> Supplied records:
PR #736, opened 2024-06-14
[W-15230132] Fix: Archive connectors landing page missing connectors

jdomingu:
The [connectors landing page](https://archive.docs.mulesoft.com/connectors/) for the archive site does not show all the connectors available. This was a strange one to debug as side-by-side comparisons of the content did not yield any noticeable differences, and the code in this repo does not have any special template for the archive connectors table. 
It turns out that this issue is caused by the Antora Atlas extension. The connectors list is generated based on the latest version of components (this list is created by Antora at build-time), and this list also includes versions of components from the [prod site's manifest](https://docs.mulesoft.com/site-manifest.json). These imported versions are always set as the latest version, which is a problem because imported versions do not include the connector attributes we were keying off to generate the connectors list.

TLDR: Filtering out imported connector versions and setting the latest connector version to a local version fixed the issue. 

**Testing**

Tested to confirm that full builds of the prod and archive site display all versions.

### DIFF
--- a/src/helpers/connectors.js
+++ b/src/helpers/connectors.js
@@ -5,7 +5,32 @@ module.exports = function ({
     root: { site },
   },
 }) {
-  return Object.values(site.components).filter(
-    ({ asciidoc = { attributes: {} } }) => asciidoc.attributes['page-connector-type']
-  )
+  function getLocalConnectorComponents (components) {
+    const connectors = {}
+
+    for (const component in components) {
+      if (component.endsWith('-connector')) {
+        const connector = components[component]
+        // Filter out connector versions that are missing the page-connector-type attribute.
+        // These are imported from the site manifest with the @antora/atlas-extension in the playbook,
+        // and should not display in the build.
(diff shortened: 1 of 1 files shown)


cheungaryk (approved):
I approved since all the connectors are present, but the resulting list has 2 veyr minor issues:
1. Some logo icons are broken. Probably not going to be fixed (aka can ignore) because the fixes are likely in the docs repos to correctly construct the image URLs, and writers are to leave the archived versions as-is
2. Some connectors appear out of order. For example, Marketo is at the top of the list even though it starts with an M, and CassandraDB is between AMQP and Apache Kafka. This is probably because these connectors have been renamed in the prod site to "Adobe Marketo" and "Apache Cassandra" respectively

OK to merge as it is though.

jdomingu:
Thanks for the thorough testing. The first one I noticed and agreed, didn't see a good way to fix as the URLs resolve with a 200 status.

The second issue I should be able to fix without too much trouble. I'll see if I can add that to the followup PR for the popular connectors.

> Exercise brief:
Reply with the lines from the one that contains "Thanks for the" through the last line of the material above, copied exactly and nothing else.

> Completed exercise:
Thanks for the thorough testing. The first one I noticed and agreed, didn't see a good way to fix as the URLs resolve with a 200 status.

The second issue I should be able to fix without too much trouble. I'll see if I can add that to the followup PR for the popular connectors.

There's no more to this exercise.